Work task —
Whatever the records say, give every one of them again exactly.

━━━━━ Available data

PR #196, opened 2020-07-09
Fix globalnet e2e

vthapar:
E2E tests are not checking for globalnetIP correctly. To verify IP, we
use service object returned at time of creation. This will never have
globalnetIp as it is annotated later in an update. We should get the
latest service object before verifying.

### DIFF
--- a/test/e2e/discovery/service_discovery.go
+++ b/test/e2e/discovery/service_discovery.go
@@ -44,6 +44,7 @@ func RunServiceDiscoveryTest(f *lhframework.Framework) {
 
 	By(fmt.Sprintf("Creating a Nginx Service on %q", clusterBName))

━━━━━━━━━━

Expected output —
PR #196, opened 2020-07-09
Fix globalnet e2e

vthapar:
E2E tests are not checking for globalnetIP correctly. To verify IP, we
use service object returned at time of creation. This will never have
globalnetIp as it is annotated later in an update. We should get the
latest service object before verifying.

### DIFF
--- a/test/e2e/discovery/service_discovery.go
+++ b/test/e2e/discovery/service_discovery.go
@@ -44,6 +44,7 @@ func RunServiceDiscoveryTest(f *lhframework.Framework) {
 
 	By(fmt.Sprintf("Creating a Nginx Service on %q", clusterBName))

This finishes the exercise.